_Task brief_
Each line below that includes the word "rendering" is to be reported.

═════ Data excerpts

PR #8525, opened 2026-03-19
chore: generate mermaid flowcharts of the end-user flows

charIeszhao:
## Summary

Generate Logto end-user flows:
- Register flow
- Sign-in flow
- Forgot password flow
- Auto-consent flow

## Testing

N/A

## Checklist

~~- [ ] `.changeset`~~
~~- [ ] unit tests~~
~~- [ ] integration tests~~

### DIFF
--- a/end-user-flows/register-flow.md
+++ b/end-user-flows/register-flow.md
@@ -74,7 +74,8 @@ flowchart TD
     existing_id_sign_in_enabled -->|yes| out_existing_id[Suggest sign-in flow<br/>with the same identifier]
     existing_id_sign_in_enabled -->|no| out_existing_id_error([Stay on register<br/>and show identity-exists error])
     out_existing_id --> out_existing_id_done([Exit register flow<br/>and restart in sign-in])
-    existing_id -->|no| missing_required_identifier{"Missing required sign-up identifiers?<br/>(Username, email, or phone)"}
+    existing_id -->|no| profile_skip_sso{Registered through enterprise SSO?}
+    profile_skip_sso -->|no| missing_required_identifier{"Missing required sign-up identifiers?<br/>(Username, email, or phone)"}
 
     fulfill_missing_identifiers --> social_identifier_conflict{Social-linked email or phone<br/>already belongs to an existing user?}
     social_identifier_conflict -->|yes| social_continue_link[Prompt to bind the social identity<br/>to the existing account]
@@ -89,8 +90,9 @@ flowchart TD
     fulfill_password -->  collect_custom_profile_enabled
 
     collect_custom_profile_enabled -->|yes| collect_custom_profile[Fulfill custom user profile fields]
-    collect_custom_profile_enabled -->|no| create_user[Create user from interaction data]
+    collect_custom_profile_enabled -->|no| create_user
     collect_custom_profile --> create_user
+    profile_skip_sso -->|yes| create_user[Create user from interaction data]
   end
 
   reg_attempt[Submit registration identification]
@@ -104,7 +106,6 @@ flowchart TD
 
   subgraph PasskeyBinding["Passkey sign-in handling"]
     create_user --> sso_bypass{Registered through enterprise SSO?}
-    sso_bypass -->|yes| skip_passkey
     sso_bypass -->|no| passkey_enabled{Passkey sign-in enabled?}
 
     passkey_enabled -->|no| skip_passkey
@@ -141,7 +142,8 @@ flowchart TD
     backup_gate -->|yes| backup[Generate and save backup codes]
   end
 
-  mfa_onboarding -->|skip| submit[Submit interaction]
+  sso_bypass -->|yes| submit[Submit interaction]
+  mfa_onboarding -->|skip| submit
   backup_gate -->|no| submit
   backup --> submit
 
--- a/end-user-flows/sign-in-flow.md
+++ b/end-user-flows/sign-in-flow.md
@@ -119,18 +119,22 @@ flowchart TD
   identified_sso_linked --> identified
   identified_magic_link --> identified
 
-  identified --> mfa_verify_skip{Skip initial MFA verification<br/>for enterprise SSO or passkey?}
-  mfa_verify_skip -->|yes| profile_gate_applies{Required profile check applies?}
-  mfa_verify_skip -->|no| adaptive_mfa_enabled{Adaptive MFA enabled?}
+  identified --> sso_sign_in{Sign in through<br/>enterprise SSO?}
+  sso_sign_in -->|yes| submit[Submit interaction]
+  sso_sign_in -->|no| passkey_sign_in{Sign in through passkey?}
+  passkey_sign_in -->|yes| profile_skip_sso{Skip required profile check<br/>for enterprise SSO?}
+  passkey_sign_in -->|no| adaptive_mfa_enabled{Adaptive MFA enabled?}
   adaptive_mfa_enabled -->|yes| adaptive_mfa_gate{Adaptive MFA requires verification<br/>and user already has MFA factors?}
   adaptive_mfa_enabled -->|no| sie_mfa_gate{Existing MFA verification required<br/>by SIE sign-in policy?}
+  adaptive_mfa_gate -->|no| profile_skip_sso
   adaptive_mfa_gate -->|yes| mfa_verify[MFA verification]
-  adaptive_mfa_gate -->|no| profile_gate_applies
   sie_mfa_gate -->|yes| mfa_verify
-  sie_mfa_gate -->|no| profile_gate_applies
-  mfa_verify --> profile_gate_applies
+  sie_mfa_gate -->|no| profile_skip_sso
+  mfa_verify --> profile_skip_sso
 
   subgraph ProfileFulfillment["Profile fulfillment"]
+    profile_skip_sso -->|yes| passkey_entry[Profile fulfilled]
+    profile_skip_sso -->|no| profile_gate_applies{Required profile check applies?}
     profile_gate_applies -->|no| passkey_entry[Profile fulfilled]
     profile_gate_applies -->|yes| profile_gate{Missing required profile}
     profile_gate -->|yes| continue_flow[Continue pages]
@@ -141,9 +145,7 @@ flowchart TD
   end
 
   subgraph PasskeyBinding["Passkey sign-in handling"]
-    passkey_entry --> sso_bypass{Signed in through enterprise SSO}
-    sso_bypass -->|no| passkey_enabled{Passkey sign-in enabled?}
-
+    passkey_entry --> passkey_enabled{Passkey sign-in enabled?}
     passkey_enabled -->|no| skip_passkey
     passkey_enabled -->|yes| passkey_bound{"Passkey (WebAuthn) bound?"}
 
@@ -166,8 +168,8 @@ flowchart TD
     mfa_onboarding_needed -->|no| mfa_missing
     mfa_onboarding_needed -->|yes| mfa_on[MFA onboarding]
 
-    mfa_on --> mfa_on2{Enable MFA or skip}
-    mfa_on2 -->|enable| mfa_missing
+    mfa_on --> mfa_on2{Enable MFA?}
+    mfa_on2 -->|yes| mfa_missing
 
     mfa_missing{Missing required MFA factor}
     mfa_missing -->|yes| mfa_bind[MFA binding or factor page]
@@ -185,8 +187,7 @@ flowchart TD
     backup_gate -->|yes| backup[Generate and save backup codes]
   end
 
-  sso_bypass -->|yes| submit[Submit interaction]
-  mfa_on2 -->|skip| submit[Submit interaction]
+  mfa_on2 -->|no| submit[Submit interaction]
   backup_gate -->|no| submit
   backup --> submit
   submit --> done([OIDC redirect])


end-user-flows/forgot-password-flow.md
```diff
@@ -0,0 +1,40 @@
...
+
+```mermaid
+flowchart TD
+  start([Forgot password entry])
+
+  subgraph Recovery["Account recovery"]
+    start --> fp0[Forgot password page]
+    fp0 --> fp1{Recovery identifier}
+    fp1 -->|email| fp2[Enter email<br/>optional captcha]
+    fp1 -->|phone| fp3[Enter phone number<br/>optional captcha]
```
simeng-li, line 15: Should have an extra step to verify the enabled forgot password verification methods.

end-user-flows/consent-flow.md
```diff
@@ -0,0 +1,62 @@
...
+  subgraph Guard["Pre-consent guard"]
+    ctx0 --> guard0{One-time token and login hint both present}
+    guard0 -->|no| app_check
+    guard0 -->|yes| guard1[Compare active session email<br/>with hinted email]
+    guard1 --> guard2{Same account}
+    guard2 -->|no| switch_account[Redirect to switch-account page]
+    guard2 -->|yes| guard3[Validate one-time token]
+    guard3 --> guard4{Token valid or already consumed}
+    guard4 -->|no| token_error[Redirect to one-time-token error page]
+    guard4 -->|yes| guard5[Mark token as consumed<br/>and optionally provision JIT organizations]
```
simeng-li: Just to confirm, do we provision the JIT organization before the user successfully consents?

end-user-flows/consent-flow.md
```diff
@@ -0,0 +1,62 @@
...
+  end
+
+  subgraph ManualConsent["Third-party manual consent"]
+    manual_load --> manual_page[Show app, signed-in user,<br/>requested permissions, and redirect target]
+    manual_page --> org_gate{Organization selection needed}
+    org_gate -->|yes| org_select[Choose an organization]
+    org_gate -->|no| consent_decision
+    org_select --> consent_decision{User decision}
+
+    manual_page --> consent_decision
```
simeng-li: unexpected edge?

end-user-flows/register-flow.md
```diff
@@ -0,0 +1,139 @@
...
+  cont_pw --> continue_flow
+  reg_verified --> reg_attempt
+
+  subgraph Social["Register via social sign-in"]
+    so0 --> so1[Start sign-in attempt]
+    so1 --> so2[verify social callback<br/>captcha skipped]
+    so2 --> so3{Related user found by<br/>verified email or phone}
+    so3 -->|no| so5[Switch to register flow<br/>with verified social identity]
+    so3 -->|yes| so4[Account linking choice]
+    so4 -->|Bind existing account| out_social_link[Account-linking and sign-in path<br/>outside this register flow]
```
simeng-li: Bind existing account flow is missing from both the sign-in and register flows. Should at least have one diagram covers the flow.

end-user-flows/consent-flow.md
charIeszhao: Yes, it happens before user consent

charIeszhao: Btw, I've moved the one-time token part away from the consent flow since it works closer to the sign-in and register flows

end-user-flows/register-flow.md
```diff
@@ -0,0 +1,139 @@
...
+    id1 -->|username| idu1[Start register interaction<br/>optional captcha]
+    idu1 --> idu2[Save username to pending profile]
+    idu2 --> idu3{Password required<br/>and no secondary identifiers}
+    idu3 -->|yes| cont_pw[Continue password page]
+    idu3 -->|no| reg_attempt
+
+    id1 -->|email or phone| idv1[Start register interaction<br/>optional captcha]
+    idv1 --> idv2[send verification code]
+    idv2 --> idv3[verify code]
+    idv3 --> reg_verified[Submit verified identifier<br/>for registration]
```
simeng-li, line 34: 1. Verify if the identifier (email) is SSO only
2. Verify if the identifier method is enabled in SIE
3. If it is a verification code flow, verify if the identifier already exists, and suggest to the sign-in flow directly.

end-user-flows/register-flow.md
```diff
@@ -0,0 +1,139 @@
...
+  note_sso_link[Enterprise SSO does not have a manual linking page here.<br/>If no direct SSO identity exists, the backend auto-falls back<br/>to a related user matched by verified email.]
+
+  note_profile -.-> profile_gate
+  note_captcha -.-> idu1
+  note_captcha -.-> idv1
+  note_social_link -.-> so5
+  note_sso_link -.-> sso4
+
+  subgraph AfterSubmit["Post-create continuation after submit"]
+    submit --> sso_bypass{Registered through enterprise SSO?}
```
simeng-li: Prefer to keep the diagram in a linear flow. That is, ensure “submit interaction” is always the final step and avoid resubmission edges between the nodes. If one condition/validation is met, instead of link to the submition, link to the next valiation step.

end-user-flows/register-flow.md
```diff
@@ -0,0 +1,139 @@
...
+    sso3 -->|no| sso4{Related user found by<br/>verified email}
+    sso4 -->|yes| out_sso_link[Auto-link enterprise identity<br/>and sign in outside this register flow]
+    sso4 -->|no| sso5[Switch to register flow<br/>with verified enterprise identity]
+  end
+
+  sso5 --> reg_attempt
+
+  subgraph RegisterBackend["Shared register backend path"]
+    reg_attempt[Submit registration identification]
+    reg_attempt --> profile_gate{Missing required profile<br/>before user creation}
```
simeng-li: Better split the gate, Missing mandatory identifiers and missing optional custom profile?

end-user-flows/consent-flow.md
charIeszhao: Removed

end-user-flows/register-flow.md
charIeszhao: Updated

end-user-flows/forgot-password-flow.md
charIeszhao: Updated

end-user-flows/register-flow.md
charIeszhao: But this is a bit different from reality, isn't it? We have to re-submit the interaction in order to trigger another round of the validations.

end-user-flows/consent-flow.md
```diff
@@ -0,0 +1,47 @@
+# Consent flow
+
+```mermaid
+flowchart TD
+  start([Authorization request reaches consent step])
+  start --> ctx0[Load current session,<br/>application, and requested permissions]
+
+  subgraph Decision["Consent mode decision"]
+    ctx0 --> app_check{First-party or built-in application}
```
xiaoyijun: The decision node First-party or built-in application is misleading.

Built-in applications happen to be first-party, but the actual logic checks whether the app is a third-party application.

The condition should be something like Is third-party application? with yes → manual consent, no → auto consent.

end-user-flows/consent-flow.md
```diff
@@ -0,0 +1,47 @@
...
+    org_validate --> scope_rebuild[Rebuild grantable permissions<br/>from user access and selected organization]
+    scope_rebuild --> manual_grant[Grant allowed permissions<br/>and reject unavailable resource permissions]
+    manual_grant --> manual_record[Record consent and last submission in the session]
+    manual_record --> done
+  end
+
+  note_missing[Only missing permissions are processed here.<br/>Previously granted permissions are reused.]
+  note_page[The manual consent page hides technical baseline scopes<br/>and shows optional terms / privacy links when the app provides them.]
+  note_org[Organization selection appears only when the request needs organization access.]
+  note_auto[First-party and built-in applications use auto-consent.<br/>Third-party applications go through the manual page.]
```
xiaoyijun: This is redundant if the decision node is corrected as above. Can be removed.

end-user-flows/consent-flow.md
```diff
@@ -0,0 +1,47 @@
...
+    consent_decision -->|authorize| org_validate[Validate selected organization membership<br/>if any]
+
+    org_validate --> scope_rebuild[Rebuild grantable permissions<br/>from user access and selected organization]
+    scope_rebuild --> manual_grant[Grant allowed permissions<br/>and reject unavailable resource permissions]
+    manual_grant --> manual_record[Record consent and last submission in the session]
+    manual_record --> done
+  end
+
+  note_missing[Only missing permissions are processed here.<br/>Previously granted permissions are reused.]
+  note_page[The manual consent page hides technical baseline scopes<br/>and shows optional terms / privacy links when the app provides them.]
```
xiaoyijun: This note isn't needed as a separate annotation. 

If you want to mention terms of use / privacy policy, just incorporate it into the manual_page node description, e.g.: "Show app, signed-in user, requested permissions, redirect target, and terms of use / privacy policy links (if configured by the app).

end-user-flows/consent-flow.md
```diff
@@ -0,0 +1,47 @@
...
+
+  subgraph AutoConsent["Automatic consent"]
+    auto_scope --> auto_grant[Grant missing permissions automatically]
+    auto_grant --> auto_record[Record this app as consented in the session]
+    auto_record --> done([Return to authorization redirect])
+  end
+
+  subgraph ManualConsent["Third-party manual consent"]
+    manual_load --> manual_page[Show app, signed-in user,<br/>requested permissions, and redirect target]
+    manual_page --> org_gate{Organization selection needed}
```
xiaoyijun: The org_gate node makes it look like a separate interactive decision. In practice, the organization selector only appears when the request includes organization-scoped permissions.

It's part of the consent page content, not a separate branching point. This should be simplified.

end-user-flows/consent-flow.md
```diff
@@ -0,0 +1,47 @@
...
+    org_gate -->|yes| org_select[Choose an organization]
+    org_gate -->|no| consent_decision
+    org_select --> consent_decision{User decision}
+
+    consent_decision -->|cancel| cancel[Return to app without granting new permissions]
```
xiaoyijun: The cancel option doesn't exist in all flows.

For device flow, the user only has authorize and use another account (or just close/leave the page). The flowchart should account for this difference.

end-user-flows/consent-flow.md
```diff
@@ -0,0 +1,47 @@
...
+  end
+
+  subgraph AutoConsent["Automatic consent"]
+    auto_scope --> auto_grant[Grant missing permissions automatically]
+    auto_grant --> auto_record[Record this app as consented in the session]
+    auto_record --> done([Return to authorization redirect])
+  end
+
+  subgraph ManualConsent["Third-party manual consent"]
+    manual_load --> manual_page[Show app, signed-in user,<br/>requested permissions, and redirect target]
```
xiaoyijun: For device flow, after consent the user is directed to a device link success page, not an authorization redirect. The current done node assumes a redirect-based flow only.

end-user-flows/consent-flow.md
xiaoyijun, line 1: Given that device flow has enough differences (no cancel, no redirect target display, device link success page instead of redirect), it might be worth either:
- Adding conditional branches for device flow within this chart, or
- Having a separate simplified device consent flow

end-user-flows/register-flow.md
charIeszhao: OK, discussed offline and decided to keep "submit interaction" as the last step, avoiding cycling back edges

end-user-flows/consent-flow.md
charIeszhao: Updated this into a browser/device-aware version instead of keeping a single redirect-only ending. The manual consent page content is simplified, the organization selector is folded into the page content instead of a separate branch, cancel is marked as browser-flow-only, and the final outcome now splits into browser redirect vs device success page.

end-user-flows/consent-flow.md
charIeszhao: Adjusted the consent chart accordingly. The decision node is now Third-party application, with yes to manual consent and no to auto consent, which matches the actual application.isThirdParty check in the code.

end-user-flows/register-flow.md
charIeszhao: Updated the register chart to cover these points: 1) email registration now checks whether enterprise SSO should take over, 2) the verification-code path now shows the selected identifier method being resolved against the enabled sign-up methods, and 3) the verified-identifier-already-exists branch now suggests switching to sign-in instead of creating a new account.

end-user-flows/register-flow.md
charIeszhao: Covered now. The sign-in flow already shows the social account-linking branch with a Bind existing account action, and I kept the register flow social branch aligned so at least one diagram explicitly covers that bind-existing-account path.

end-user-flows/forgot-password-flow.md
charIeszhao: Updated the forgot-password chart. I added the enabled-method step at the page level and clarified the backend re-validation point as well. One nuance from the code: the explicit backend forgot-password-method guard runs during identifyUser after code verification, while the page only exposes enabled methods before send.

end-user-flows/consent-flow.md
charIeszhao: Simplified in the latest version. The organization selector is now described as part of the consent page content instead of a separate decision branch.

end-user-flows/consent-flow.md
charIeszhao: This older version included the one-time-token section before we moved that logic back to sign-in/register. In the current consent chart that edge is gone.

end-user-flows/consent-flow.md
charIeszhao: Updated. I folded the terms and privacy links into the manual_page node and removed the separate note.

end-user-flows/consent-flow.md
charIeszhao: Adjusted as well. The final node now splits into browser redirect vs device success page instead of assuming a redirect-only outcome.

end-user-flows/consent-flow.md
charIeszhao: Removed in the updated chart after switching the condition to Third-party application.

end-user-flows/consent-flow.md
charIeszhao: Updated. The chart now marks cancel as browser-flow-only, so device flow is no longer shown as having the same cancel path.

end-user-flows/consent-flow.md
charIeszhao: Yes. I checked the code path and the JIT organization provisioning happens before consent completes. We later moved the one-time-token part out of the consent chart because that logic sits closer to sign-in/register than the consent step itself.

wangsijie:
The `submit` node ("Check whether sign-in can be completed") appears to be a pass-through with no actual branching. It only routes to `mfa_verify_gate`. Consider either removing it and connecting `identified` directly to `mfa_verify_gate`, or converting it to a decision diamond with a "can complete → end" branch.

end-user-flows/consent-flow.md
```diff
@@ -0,0 +1,38 @@
...
+  subgraph ManualConsent["Third-party manual consent"]
+    manual_load --> manual_page[Show app, signed-in user,<br/>requested permissions,<br/>organization selector if organization access is requested,<br/>terms / privacy links if configured,<br/>and redirect target in browser-based flows]
+    manual_page --> consent_decision{User decision}
+
+    consent_decision -->|cancel in browser flow| cancel[Return to app without granting new permissions]
+    consent_decision -->|use another account| reauth[Go to sign-in with another account]
+    consent_decision -->|authorize| org_validate[Validate selected organization membership<br/>if any]
+
+    org_validate --> scope_rebuild[Rebuild grantable permissions<br/>from user access and selected organization]
+    scope_rebuild --> manual_grant[Grant allowed permissions<br/>and reject unavailable resource permissions]
```
xiaoyijun, line 30: > reject unavailable resource permissions

"reject" is misleading, it sounds like a user choice. These are scopes the app requested but the user doesn't have access to; the system rejects them so the OIDC provider won't re-prompt. Consider something like "drop scopes the user does not have access to".

charIeszhao: Discussed offline and move on

end-user-flows/register-flow.md
```diff
@@ -0,0 +1,159 @@
...
+  end
+
+  note_profile[No missing-profile gate for enterprise SSO registration.<br/>Social registration may also bypass it when<br/>tenant settings allow skipping required identifiers.]
+  note_captcha[Captcha is enforced on identifier entry when policy requires it.<br/>Social, enterprise SSO, and one-time token verification skip captcha.]
+  note_identifier_method[The register page only exposes identifier methods allowed by the current sign-in experience.<br/>Email and phone verification-code registration therefore starts from the enabled sign-up methods on the page.]
+  note_social_link[When automatic account linking is enabled,<br/>the related-user branch skips the choice page<br/>and proceeds directly to account-linking sign-in.]
+  note_sso_recheck[Email registration checks enterprise SSO twice:<br/>the experience UI can redirect to SSO before sending a code,<br/>and the backend rechecks SSO-only email before local user creation.]
+  note_sso_link[Enterprise SSO does not have a manual linking page here.<br/>If no direct SSO identity exists, the backend auto-falls back<br/>to a related user matched by verified email.]
+
+  note_profile -.-> profile_gate
```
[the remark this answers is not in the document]
charIeszhao: Orphan note entity removed

end-user-flows/register-flow.md
```diff
@@ -0,0 +1,157 @@
...
+    fulfill_password -->  collect_custom_profile_enabled
+
+    collect_custom_profile_enabled -->|yes| collect_custom_profile[Fulfill custom user profile fields]
+    collect_custom_profile_enabled -->|no| create_user[Create user from interaction data]
+    collect_custom_profile --> create_user
+  end
+
+  note_captcha[Captcha is enforced on identifier entry when policy requires it.<br/>Social, enterprise SSO, and one-time token verification skip captcha.]
+  note_identifier_method[The register page only exposes identifier methods allowed by the current sign-in experience.<br/>Email and phone verification-code registration therefore starts from the enabled sign-up methods on the page.]
+  note_social_link[When automatic account linking is enabled,<br/>the related-user branch skips the choice page<br/>and proceeds directly to account-linking sign-in.]
```
darcyYe: pointing to wrong place?

charIeszhao: updated

end-user-flows/consent-flow.md
```diff
@@ -0,0 +1,38 @@
...
+  end
+
+  subgraph AutoConsent["Automatic consent"]
+    auto_scope --> auto_grant[Grant missing permissions automatically]
+    auto_grant --> auto_record[Record this app as consented in the session]
+    auto_record --> done([Return to authorization redirect])
+  end
+
+  subgraph ManualConsent["Third-party manual consent"]
+    manual_load --> manual_page[Show app, signed-in user,<br/>requested permissions,<br/>organization selector if organization access is requested,<br/>terms / privacy links if configured,<br/>and redirect target in browser-based flows]
```
simeng-li, line 22: If I recall correctly, only missing permissions should be listed on this manual consent page. In other words, the `note_missing` node should be placed before the` manual_load` node. Please double-check.

end-user-flows/register-flow.md
```diff
@@ -0,0 +1,137 @@
...
+    idu1 --> idu2[Submit username for registration]
+
+    id1 -->|phone| idv1[Start register interaction<br/>optional captcha]
+    idv1 --> id_method_ui
+
+    id1 -->|email| ide1{Check whether enterprise SSO should take over}
+    ide1 -->|yes| sso_redirect[Redirect to enterprise SSO]
+    ide1 -->|no| ide2[Start register interaction<br/>optional captcha]
+
+    ide2 --> id_method_ui[Resolve selected identifier method<br/>against sign-up methods exposed by current<br/>sign-in experience settings]
```
simeng-li: We may want to polish the wording of this node to clearly indicate that it represents pure front-end UI rendering logic.

In the forgot password flow, as shown, the verification method is validated on the backend during the identify user step, which occurs after the verification is successfully completed.

However, in this sign-up diagram, the node appears before sending the verification code. Based on its position, it seems to represent the front end rendering the available sign-up verification methods according to the SIE sign-up settings.

So it would be better to reword this node to reflect that it is a UI-level decision, rather than a backend validation step.

end-user-flows/register-flow.md
```diff
@@ -0,0 +1,137 @@
...
+    sso2b --> sso3{Existing enterprise identity found}
+    sso3 -->|yes| out_sso([Direct sign-in path<br/>outside this register flow])
+    sso3 -->|no| sso4{Related user found by<br/>verified email}
+    sso4 -->|yes| out_sso_link([Auto-link enterprise identity<br/>and sign in outside this register flow])
+    sso4 -->|no| sso5[User identified with<br/>verified enterprise identity]
+  end
+
+  subgraph Social["Register via social sign-in"]
+    so0 --> so1[Start sign-in attempt]
+    so1 --> so2[Verify social callback<br/>captcha skipped]
```
simeng-li, line 51: Just double-check, skipping the captcha on social flow is expected?

end-user-flows/register-flow.md
```diff
@@ -0,0 +1,137 @@
...
+    so2 --> so3{Related user found by social identity,<br/>verified email or phone}
+    so3 -->|yes| out_social_sign_in([Switch to sign-in flow<br/>with verified social identity])
+    so3 -->|no| so5[User identified with<br/>verified social identity]
+  end
+
+  subgraph MagicLink["Register via one-time token"]
+    ml0 --> ml1[Start sign-in attempt]
+    ml1 --> ml2[Verify one-time token<br/>captcha skipped]
```
simeng-li, line 66: Just double-check, skipping the captcha on one-time token flow is expected?

end-user-flows/register-flow.md
```diff
@@ -0,0 +1,137 @@
...
+    sso3 -->|no| sso4{Related user found by<br/>verified email}
+    sso4 -->|yes| out_sso_link([Auto-link enterprise identity<br/>and sign in outside this register flow])
+    sso4 -->|no| sso5[User identified with<br/>verified enterprise identity]
+  end
+
+  subgraph Social["Register via social sign-in"]
+    so0 --> so1[Start sign-in attempt]
+    so1 --> so2[Verify social callback<br/>captcha skipped]
+    so2 --> so3{Related user found by social identity,<br/>verified email or phone}
+    so3 -->|yes| out_social_sign_in([Switch to sign-in flow<br/>with verified social identity])
```
simeng-li: Between the step so2 and so3, I believe we offer the user a selection page, whether to choose the link social or continue create another account?

end-user-flows/register-flow.md
```diff
@@ -0,0 +1,137 @@
...
+  subgraph MagicLink["Register via one-time token"]
+    ml0 --> ml1[Start sign-in attempt]
+    ml1 --> ml2[Verify one-time token<br/>captcha skipped]
+    ml2 --> ml3{User exists}
+    ml3 -->|yes| out_ml([Sign-in path outside this register flow])
+    ml3 -->|no| ml4[User identified with<br/>verified one-time token]
+  end
+
+  subgraph RegisterBackend["Profile fulfillment and user creation"]
+    existing_id -->|yes| out_existing_id[Suggest sign-in flow<br/>with the same identifier]
```
simeng-li: Not sure how easy this is to represent, but the enterprise SSO and social sign-up flows are a bit complex to capture clearly in a diagram. Let me break down the cases:

## Enterprise SSO
- If the SSO identity already exists:
  - **Backend:** Returns an "identity already exists" error  
  - **Frontend:** Receives the error and automatically signs the user in (instead of suggesting sign-in)

## Social
- If the social identity already exists:
  - **Backend:** Returns an "identity already exists" error  
  - **Frontend:** Receives the error and automatically signs the user in (instead of suggesting sign-in)

- If the social identity does not exist, but the verified identifier (e.g., email) already exists:
  - **Backend:** Returns a "related identity exists" error along with related account information  
  - **Frontend:**
    - If `SIE.autoLinkSocialAccount` is enabled: automatically signs the user in and links the social identity  
    - If `SIE.autoLinkSocialAccount` is disabled: prompts a selection page for the user to either link the account or create a new one

simeng-li: For verification methods like email/phone verification code and social, before we suggest the user to sign-in also need to validate if the current verification method is enabled as a valid sign-in verification method. Otherwise, instead of suggest sign-in, simply a identity exist error will be shown.

end-user-flows/register-flow.md
charIeszhao: Yes, expected

end-user-flows/register-flow.md
charIeszhao: Yes, it's by design

end-user-flows/sign-in-flow.md
```diff
@@ -0,0 +1,191 @@
...
+  pw2_second -->|yes| identified
+  vc2 -->|yes| identified
+  pk_verify1 --> identified
+  identified_passkey --> identified
+  identified_social --> identified
+  identified_sso --> identified
+  identified_sso_linked --> identified
+  identified_magic_link --> identified
+
+  identified --> mfa_verify_applies{Initial MFA verification gate applies?}
```
simeng-li: Do we need to further split the details of the MFA gate policy? e.g. mandatory vs adaptive

simeng-li: MFA is skiped for enterprise SSO

end-user-flows/register-flow.md
```diff
@@ -0,0 +1,137 @@
...
+    out_existing_id --> out_existing_id_done([Exit register flow<br/>and restart in sign-in])
+    existing_id -->|no| missing_required_identifier{"Missing required sign-up identifiers?<br/>(Username, email, or phone)"}
+
+    missing_required_identifier -->|no| required_password{Required password?}
+    missing_required_identifier -->|yes| fulfill_missing_identifiers[Fulfill missing identifiers]
```
simeng-li, line 85: There is a missing special case in the social registration flow:

If the IdP does not provide a valid email, the user will be prompted to supply the missing email. If the email entered during this “fulfill missing identifiers” step is already associated with an existing user, the frontend will trigger a flow to link the social identity to that existing account.

end-user-flows/sign-in-flow.md
charIeszhao: I don't think so, enterprise SSO can even mandate MFA in their own organizations, no?

charIeszhao: Double checked and you're right. Will update

charIeszhao: OK, we can do that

══════════

_Solution for this task_
simeng-li: We may want to polish the wording of this node to clearly indicate that it represents pure front-end UI rendering logic.
However, in this sign-up diagram, the node appears before sending the verification code. Based on its position, it seems to represent the front end rendering the available sign-up verification methods according to the SIE sign-up settings.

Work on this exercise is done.